If you locate the contents at runtime by using specific symbols that point to the start and end of the data, then yes, you don't need to worry about keeping it below the 8 char limit.

The 8 char limit is relevant if you enumerate and iterate over the sections of a DLL/EXE at runtime, and try to locate the section dynamically that way.

337

Ah, now I see - this is the second half of what's being merged into the cuda/hip call below in createRegisterGlobalsFunction.

Sorry, I'm not quite up to speed with exactly what is being done linker-wise here - can you give a more detailed overview? Keep in mind that there's two separate interfaces to lld for COFF; when used in mingw mode, it invokes the ld.lld frontend, but with a -m option which directs lld to the mingw frontend, which parses ld.lld style options and rewrites them to lld-link style options and invokes that interface. And when Clang is operating in msvc/clang-cl mode, lld-link is invoked (or called directly by the build system).

Sure, there's a bit of documentation for what's going on here, but I may need to update it a bit.

Basically, for offloading languages (CUDA, HIP, OpenMP, etc) we compile the source code twice, once for the host and once for the target device. We embed the device relocatable object inside the host so we follow a standard compilation pipeline. This linker-wrapper then fishes those relocatable objects out and performs the device-linking phase. The linked output is then put into a global along with some runtime calls to register the image and kernels. That new file gets passed to the wrapped linker job and we get a final executable.

My concern is that the linker wrapper keys off of certain arguments to the linker to do its job since it's invoked something like clang-linker-wrapper <linker-args>. I understand these are fundamentally different for lld-link so I was wondering if this approach in general would work there.

clang/tools/clang-linker-wrapper/OffloadWrapper.cpp
145

Good to know, I may change the section names to be more verbose then, something like cuda.entries$OE.

rnk resigned from this revision.Nov 18 2022, 12:00 PM

Sorry, I'm not quite up to speed with exactly what is being done linker-wise here - can you give a more detailed overview? Keep in mind that there's two separate interfaces to lld for COFF; when used in mingw mode, it invokes the ld.lld frontend, but with a -m option which directs lld to the mingw frontend, which parses ld.lld style options and rewrites them to lld-link style options and invokes that interface.

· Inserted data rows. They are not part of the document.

PR #1023, opened 2022-01-05
Download FDB assets from GitHub rather than the FDB website.

brownleej:
# Description

This moves the download source for FDB assets to GitHub rather than the FDB website. This is necessary in the short term while the website is under maintenance, but I think we can continue to use GitHub as the source of these assets in the long term. 

## Type of change

# Discussion

No.

# Testing

Manual testing?*

I ran a local build of the operator with the new dockerfile.

We'll need to make sure that the GitHub actions work with the new locations, and we should probably cut a patch release to make sure that process works and get a fully supported release on the 0.49 code.

# Documentation

N/A

# Follow-up

No.

### DIFF
--- a/Dockerfile
+++ b/Dockerfile
@@ -7,18 +7,18 @@ FROM docker.io/library/golang:1.16.11 as builder
 
 # Install FDB
 ARG FDB_VERSION=6.2.30
-ARG FDB_WEBSITE=https://www.foundationdb.org
+ARG FDB_WEBSITE=https://github.com/apple/foundationdb/releases/download
 ARG TAG="latest"
 
 RUN set -eux && \
-	curl --fail ${FDB_WEBSITE}/downloads/${FDB_VERSION}/ubuntu/installers/foundationdb-clients_${FDB_VERSION}-1_amd64.deb -o fdb.deb && \
+	curl --fail -L ${FDB_WEBSITE}/${FDB_VERSION}/foundationdb-clients_${FDB_VERSION}-1_amd64.deb -o fdb.deb && \
 	dpkg -i fdb.deb && rm fdb.deb && \
-	curl --fail $FDB_WEBSITE/downloads/$FDB_VERSION/linux/fdb_$FDB_VERSION.tar.gz -o fdb_$FDB_VERSION.tar.gz && \
-	tar -xzf fdb_$FDB_VERSION.tar.gz --strip-components=1 && \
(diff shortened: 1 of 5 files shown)


JoshuaMcManus (commented):
We should consider leaving the FDB website as an option to fetch the files from in the event github goes down. A lot of engineers learned that the hard way late last year that github isn't up 100% ;)

We could simply use a flag, or check if the status from the curl is 2xx and use the backup site otherwise.

Dockerfile
```diff
@@ -7,18 +7,18 @@ FROM docker.io/library/golang:1.16.11 as builder
...
-	curl --fail ${FDB_WEBSITE}/downloads/${FDB_VERSION}/ubuntu/installers/foundationdb-clients_${FDB_VERSION}-1_amd64.deb -o fdb.deb && \
+	curl --fail -L ${FDB_WEBSITE}/${FDB_VERSION}/foundationdb-clients_${FDB_VERSION}-1_amd64.deb -o fdb.deb && \
 	dpkg -i fdb.deb && rm fdb.deb && \
-	curl --fail $FDB_WEBSITE/downloads/$FDB_VERSION/linux/fdb_$FDB_VERSION.tar.gz -o fdb_$FDB_VERSION.tar.gz && \
-	tar -xzf fdb_$FDB_VERSION.tar.gz --strip-components=1 && \
-	rm fdb_$FDB_VERSION.tar.gz && \
-	chmod u+x fdbbackup fdbcli fdbdr fdbmonitor fdbrestore fdbserver backup_agent dr_agent && \
 	mkdir -p /usr/bin/fdb/${FDB_VERSION%.*} && \
-	mv fdbbackup fdbcli fdbdr fdbmonitor fdbrestore fdbserver backup_agent dr_agent /usr/bin/fdb/${FDB_VERSION%.*} && \
+	for binary in fdbbackup fdbcli; do \
```
JoshuaMcManus, line 17: It looks like the old code downloaded a bunch of the other agents and this update only downloads the cli and backup client. I assume this is intentional to reduce the dockerfile size?

brownleej:
I took a look at the CodeBuild error, and it seems to be unrelated to this PR.

Dockerfile
brownleej: Yes, I don't think we use the other binaries anywhere.

ammolitor (approved):

JoshuaMcManus (approved):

And when Clang is operating in msvc/clang-cl mode, lld-link is invoked (or called directly by the build system).

Sure, there's a bit of documentation for what's going on here, but I may need to update it a bit.

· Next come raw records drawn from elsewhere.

PR #1024, opened 2022-01-12
Remove minimal e2e tests

johscheuer:
# Description

With the integration of the e2e test suite for this repo we can remove the small e2e test.

## Type of change

- Other

# Discussion

I don't see a huge value in that test when we already run a suite of e2e tests.

# Testing

Local.

# Documentation

-

# Follow-up

-


brownleej (approved):
👍

Issue #1006, opened 2021-12-04
Upgrade go version to 1.17


johscheuer:
Upgrade the current go version to the latest 1.17 version. Release notes: https://tip.golang.org/doc/go1.17

I don't see any breaking changes or deprecation but we should run a test with the new version just to be sure.

PR #1025, opened 2022-01-12
Update go version

johscheuer:
# Description

fixes: https://github.com/FoundationDB/fdb-kubernetes-operator/issues/1006

Update to the latest go 1.17.6 version (which is also used by Kubernetes).

## Type of change

# Discussion

-

# Testing

Local testing.

# Documentation

-

# Follow-up

-


go.mod
```diff
@@ -26,3 +26,83 @@ require (
 	sigs.k8s.io/controller-runtime v0.9.6
 	sigs.k8s.io/yaml v1.2.0
 )
+
+require (
```
johscheuer, line 30: As a reference why we have two require blocks: https://go.dev/doc/go1.17#go-command (that's new with 1.17)

brownleej (approved):
👍

PR #1026, opened 2022-01-12
Correct the env setting for race detection

johscheuer:
# Description

Set the env variable at the correct place.

## Type of change

# Discussion

-

# Testing

-

# Documentation

-

# Follow-up

-


Makefile
```diff
@@ -59,7 +59,7 @@ GO_ALL=${GO_SRC} ${GENERATED_GO}
 MANIFESTS=config/crd/bases/apps.foundationdb.org_foundationdbbackups.yaml config/crd/bases/apps.foundationdb.org_foundationdbclusters.yaml config/crd/bases/apps.foundationdb.org_foundationdbrestores.yaml
 
 ifeq "$(TEST_RACE_CONDITIONS)" "1"
-	go_test_flags := $(go_test_flags) -race
+	go_test_flags := $(go_test_flags) -race -timeout=30m
```
johscheuer, line 62: Adding the race detection slows down the testing and the GitHub action runner seems to be pretty slow so we hit the default 10m timeout.

brownleej (approved):
👍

Basically, for offloading languages (CUDA, HIP, OpenMP, etc) we compile the source code twice, once for the host and once for the target device. We embed the device relocatable object inside the host so we follow a standard compilation pipeline. This linker-wrapper then fishes those relocatable objects out and performs the device-linking phase. The linked output is then put into a global along with some runtime calls to register the image and kernels. That new file gets passed to the wrapped linker job and we get a final executable.

My concern is that the linker wrapper keys off of certain arguments to the linker to do its job since it's invoked something like clang-linker-wrapper <linker-args>. I understand these are fundamentally different for lld-link so I was wondering if this approach in general would work there.

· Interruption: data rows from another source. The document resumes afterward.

PR #1027, opened 2022-01-13
Add validation for storage engine and redundancy mode

johscheuer:
# Description

Add validation to prevent errors based on typos.

## Type of change

# Discussion

The drawback of this is that the CRD must be adjusted when we want to support new redundancy modes or storage engines but I think that's a fair trade off and I don't suspect to many changes in this field (and the adjustment is trivial).

# Testing

Local.

# Documentation

-

# Follow-up

-

### DIFF
--- a/api/v1beta1/foundationdbcluster_types.go
+++ b/api/v1beta1/foundationdbcluster_types.go
@@ -2094,6 +2094,7 @@ type FoundationDBClusterFaultDomain struct {
 }
 
 // RedundancyMode defines the core replication factor for the database
+// +kubebuilder:validation:MaxLength=100
 type RedundancyMode string
 
 const (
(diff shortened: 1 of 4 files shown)


api/v1beta1/foundationdbcluster_types.go
```diff
@@ -2107,13 +2108,34 @@ const (
...
 	// RedundancyMode defines the core replication factor for the database.
+	// +kubebuilder:validation:Optional
+	// +kubebuilder:validation:Enum=single;double;triple
+	// +kubebuilder:default:double
 	RedundancyMode RedundancyMode `json:"redundancy_mode,omitempty"`
 
 	// StorageEngine defines the storage engine the database uses.
-	StorageEngine string `json:"storage_engine,omitempty"`
+	// +kubebuilder:validation:Optional
+	// +kubebuilder:validation:Enum=ssd;ssd-1;ssd-2;memory;memory-1;memory-2;ssd-redwood-1-experimental;ssd-rocksdb-experimental;memory-radixtree-beta;custom
```
johscheuer, line 2136: I took the fields from: https://github.com/apple/foundationdb/blob/master/fdbclient/DatabaseConfiguration.cpp#L290-L312

brownleej (approved):
👍

api/v1beta1/foundationdbcluster_types.go
```diff
@@ -2107,13 +2108,34 @@ const (
...
+
+const (
+	// StorageEngineSSD defines the storage engine ssd.
+	StorageEngineSSD StorageEngine = "ssd"
+	// StorageEngineSSD2 defines the storage engine ssd-2.
+	StorageEngineSSD2 StorageEngine = "ssd-2"
+	// StorageEngineMemory defines the storage engine memory.
+	StorageEngineMemory StorageEngine = "memory"
+	// StorageEngineMemory2 defines the storage engine memory-2.
+	StorageEngineMemory2 StorageEngine = "memory-2"
```
xumengpanda, line 2123: how about rocksdb engine for master branch?

xumengpanda (commented):
How was this PR tested?

api/v1beta1/foundationdbcluster_types.go
johscheuer: These are only constant used in the code the actual validation fields are here and include the rocksdb engine: https://github.com/FoundationDB/fdb-kubernetes-operator/blob/main/api/v1beta1/foundationdbcluster_types.go#L2136

johscheuer:
> How was this PR tested?

We tested that locally to ensure only the specified values in https://github.com/FoundationDB/fdb-kubernetes-operator/blob/main/api/v1beta1/foundationdbcluster_types.go#L2136 are allowed. What is your precise concern/

xumengpanda:
I was interested in:
* Does operator repo have the regression/CI test for each PR as fdb src repo does?
* Is the storage engine type included there?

Right, yes, lld-link uses different arguments than ld.lld. (Also note that for mingw targets, the regular ld.lld interface is used on Windows too, while link.exe or lld-link is used for msvc targets.)

Anyway, I don't have much other comments on this - other than what I commented before, this seems mostly reasonable, but I'm not familiar enough with the whole OpenMP pipeline to give any authoritative review really. Feel free to ask specifically about other details relating to PE/COFF though!